I have 3 x 9w GU10 bulbs + 2 x 39w T5s over my 220lt tank, all the lights are 50cm above the water.
Here is a pic of just the 3 LEDs on.


----------



## geoffbark (28 Aug 2012)

very nice!!

i like the conduit spray bar

what have you mounted the gu10's in?


----------



## foxfish (28 Aug 2012)

Thanks, actually waste pipe overflow - we have a black & white theme in our lounge.
The LED lights are fitted into a wooden canopy using standard down light fittings....

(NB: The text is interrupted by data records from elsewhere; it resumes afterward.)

PR #216, opened 2026-08-25
analyze: close two ways around the MCP `query` tool's bounds — one statement per call, and a locked configuration

josefbacik:
## What changes

Two ways around the bounds systing#213 put on the MCP `query` tool are closed. A statement is classified before anything runs: comments and stray `;` are stripped, a second `;`-separated statement is refused, and a statement that can read rows (`SELECT`, `WITH`, `FROM`, `VALUES`, `TABLE`, `PIVOT`, `UNPIVOT`, and `CALL` / `EXECUTE`, which run whatever they name) only ever runs inside the `SELECT * FROM (...) LIMIT 10001` wrapper — never as written. The MCP server also locks DuckDB's configuration right after opening a database, so `SET memory_limit`, `SET threads`, `PRAGMA max_temp_directory_size` and every other setting change are refused by DuckDB itself.

## Why

#213's fallback — run the statement as written when it cannot be wrapped — had two holes. (1) `SELECT ... FROM big; -- note` keeps an internal `;`, the wrapped prepare fails on it, and the raw statement ran unbounded and fully materialized, exactly the pre-#213 shape the tool description says cannot happen. (2) `SET memory_limit = ...` and friends took the same path and ran, so SQL arriving through the tool could lift the memory and spill bounds the server was started with; DuckDB's own out-of-memory text used to suggest doing precisely that, and a model acting on it grows the process past its cgroup.

## What the reviewer decides

1. **Locking the configuration on the MCP path** (`SET lock_configuration = true` after open; irreversible for the connection). It closes the whole settings family rather than a name denylist that `RESET`, `SET GLOBAL` or `PRAGMA memory_limit` would walk around. Cost: nothing on the MCP side can tune DuckDB in-session any more — including `search_path` — which no tool or prompt does today. The CLI keeps its unlocked behaviour.
2. **Refusing, not running, a statement that can read rows but that the wrapper cannot take.** A SQL error in it is still reported against the user's own text (the raw statement is prepared, not executed). `CALL` and `EXECUTE` land here by design — `CALL pragma_table_info('t')` becomes a fixed "rewrite it as a single SELECT" error and `SELECT * FROM pragma_table_info('t')` is the bounded form; `EXECUTE` of a prepared statement would otherwise run unbounded. I found no valid single `SELECT` that DuckDB accepts bare but rejects as a subquery; if one exists it gets the same error instead of an unbounded run.
3. **One statement per call.** Multiple statements were never useful through this tool; they are now an error naming the rule.

Smaller: the out-of-memory marker is matched as a prefix (the binding prints the engine's message bare), so a string literal cannot trigger the rewrite; a truncated result whose separate `count(*)` fails now carries `total_row_count: null` instead of omitting the field; the tool description says all of this. No schema, version, or BPF change.

## Tests

`analyze::query::tests::test_statement_shape_*` (comments, terminators, literals, nesting, multiple/empty, the keyword split); `analyze::tests::test_query_comments_and_terminators_cannot_bypass_the_cap`, `test_query_refuses_row_readers_it_cannot_wrap` (`EXECUTE`, `CALL`), `test_query_cap_boundaries_and_order` (`ORDER BY ... DESC`, exact cap + 1), `test_query_result_json_shape`, `test_lock_configuration_refuses_settings` (nine spellings refused, reads unaffected), the literal case in `test_query_out_of_memory_is_reported_as_the_bound`; `mcp::tests::test_get_or_open_locks_configuration`. `cargo test --lib` 547 passed / 0 failed, `cargo clippy --all-targets -- -D warnings` clean, `cargo fmt --check` clean.

### DIFF
--- a/src/analyze/mod.rs
+++ b/src/analyze/mod.rs
@@ -43,7 +43,7 @@ use std::collections::HashSet;
 use std::path::{Path, PathBuf};
 use std::sync::atomic::{AtomicU64, Ordering};
 
-use query::{duckdb_value_to_json, duckdb_value_to_string};
+use query::{duckdb_value_to_json, duckdb_value_to_string, statement_shape, StatementShape};
 
 /// Distinguishes the spill directories of databases opened by one process:
 /// DuckDB names temp files by block id, which is only unique per instance, so
@@ -118,19 +118,36 @@ pub const MAX_QUERY_ROWS: usize = 10_000;
 const MAX_TRACE_INFO_PROCESSES: usize = 25;
 
 /// Result of a SQL query.
-#[derive(Debug, Serialize)]
+///
+/// Serialized as `columns`, `rows`, `row_count`, and — only when the result
+/// was cut at `MAX_QUERY_ROWS` — `truncated: true` plus `total_row_count`,
+/// which is `null` when the separate count could not be computed.
+#[derive(Debug)]
 pub struct QueryResult {
     pub columns: Vec<String>,
     pub rows: Vec<Vec<serde_json::Value>>,
     pub row_count: usize,
-    #[serde(skip_serializing_if = "is_false")]
     pub truncated: bool,
-    #[serde(skip_serializing_if = "Option::is_none")]
     pub total_row_count: Option<usize>,
 }
 
-fn is_false(b: &bool) -> bool {
-    !b
+impl Serialize for QueryResult {
+    fn serialize<S: serde::Serializer>(
+        &self,
+        serializer: S,
+    ) -> std::result::Result<S::Ok, S::Error> {
+        use serde::ser::SerializeStruct;
+        let fields = if self.truncated { 5 } else { 3 };
+        let mut s = serializer.serialize_struct("QueryResult", fields)?;
+        s.serialize_field("columns", &self.columns)?;
+        s.serialize_field("rows", &self.rows)?;
+        s.serialize_field("row_count", &self.row_count)?;
+        if self.truncated {
+            s.serialize_field("truncated", &true)?;
+            s.serialize_field("total_row_count", &self.total_row_count)?;
+        }
+        s.end()
+    }
 }
 
 /// Table information.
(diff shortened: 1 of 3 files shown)


josefbacik:

Review mechanics: the repository's `rust-bpf-code-reviewer` agent definition was executed in-session over the full diff of this branch against `main` (three files: `src/analyze/query.rs`, `src/analyze/mod.rs`, `src/mcp.rs`; +516/−43 at commit `4450370d`), all five passes. No BPF, schema, recorder, Python-version or ELF-parsing code is touched; `Cargo.toml`'s version is untouched.

### Summary
Closes two bypasses of the `query` tool's bounds (systing#213's follow-up): a text classifier strips comments and terminators and refuses multi-statement input before anything runs, a statement that can read rows is never executed raw, and the MCP server locks DuckDB's configuration after open so `SET`/`RESET`/`PRAGMA` cannot lift the memory or spill bounds. Two smaller corrections ride along: the out-of-memory marker is a prefix match, and a truncated result whose count failed serializes `total_row_count: null`.

### Critical Issues
None.

### Improvements
- (Taken before commit, found in this review) The classifier's first draft tested `text.contains(';')` after stripping, which would have refused `SELECT 'a;b' FROM t` as two statements; it now records the byte offsets of separators seen outside quotes and checks only those that fall inside the trimmed statement.
- (Taken before commit) `(\n(SELECT …))` — parentheses separated by whitespace — slipped past the keyword check because only leading `(` were trimmed; parens and whitespace are now trimmed together.
- (Taken before commit) `CALL` and `EXECUTE` can read rows (they run whatever they name) and were not in the must-wrap set; both are in it now, so `EXECUTE q` after a `PREPARE` in the same session is refused instead of running unbounded. Covered by `test_query_refuses_row_readers_it_cannot_wrap`.

### Suggestions
- Dollar-quoted strings (`$$ … $$`) are not tokenized; a `;` inside one reads as a separator and the statement is refused (fails closed). The doc comment says so; no trace-analysis query uses them.
- `lock_configuration` also freezes `search_path` and every other session setting on the MCP connection; nothing in the tools or prompts sets one today, and the PR body flags it as the reviewer's call.
- The raw path is still drain-and-count for the statements left on it (`SHOW`, `PRAGMA`, `DESCRIBE`, `SUMMARIZE`, `EXPLAIN`); their results are bounded by their nature, not by this code.

### Positive Notes
- A statement that can read rows has exactly one execution path (the wrapper); the raw prepare exists only to report the user's own error text, and the code says so at the site.
- The lock uses DuckDB's own irreversible mechanism rather than a name denylist, so `RESET`, `SET GLOBAL`, `PRAGMA memory_limit` and aliases like `max_memory` are all refused by the engine — the test enumerates nine spellings and checks the setting did not move.
- Tests cover the tokenizer in isolation (comments, nesting, literals, terminators, keyword split), the cap end to end on every spelling that used to bypass it, the boundary (`ORDER BY … DESC`, exactly cap + 1), the JSON shape, the lock on both the library and the MCP `get_or_open` path, and the literal false-positive on the OOM marker.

The far light is a warm white, the center a blue & the near light is a daylight white.


----------



## geoffbark (28 Aug 2012)

That is a good piece of DIY. Maybe you could put an article together for the lights. I know I would be interested in replicating it.


----------



## HarryRobinson (28 Aug 2012)

Very well done there fox  I used GU10 leds for my tank too


----------



## foxfish (29 Aug 2012)

The LEDs are very effective lighting in that they please the eye but, I can tell you that one 39w T5 is considerably brighter than 3 x 9w LEDs!
That is not a technical fact but an observation from my prospective.
The LEDs shine very bright & seem to penetrate the water well but the tubes offer a much broader beam that lights up my whole room through the tank glass.
However the combination works very well at showing off the tank & producing good plant growth.
I use the LEDs on their own for one hour before & two hours after the T5s come on - just for effect & the  effect is superb, sending ripples of light into our room. 
Unfortunately the LEDs on there own just dont seem to offer very good pant growth.


----------



## Johno2090 (29 Aug 2012)

Do you know what kelvin they are? In my experience LEDs have always trumped t5's they don't look as bright to the human eye but the par and directed light output means plant growth should be a lot higher than with t5's 

In this respect you can't really trust your eyes, brighter to you isn't always better!


----------



## foxfish (29 Aug 2012)

Well I guess the warm white would be around 3500k. the daylight 6500k & like I said the middle light is blue!
I think in my case, using the bulbs I have, I would need another six or eight to get good plant growth.
This is not an issue for me though as I am very happy with the combination set up I am using   
The tank has been used as a bit of a lighting experiment over the last 9 months, it started off with a 70w MT then 4 x T5 & now as it is.


----------



## Johno2090 (29 Aug 2012)

Damn I was looking at these recently for a few nanos. Might have a go at diying some Cree ones.


----------



## foxfish (29 Aug 2012)

Thesse are the bulbs, each one houses 3 x 3w cree LEDS http://www.ebay.co.uk/itm/2-X-CREE-GU10 ... 3a6e3130ab


----------



## HarryRobinson (29 Aug 2012)

My tank has two 12w gu10 led's (cree 4x3w) Very very bright


NR in Situ by Harry.R, on Flickr


----------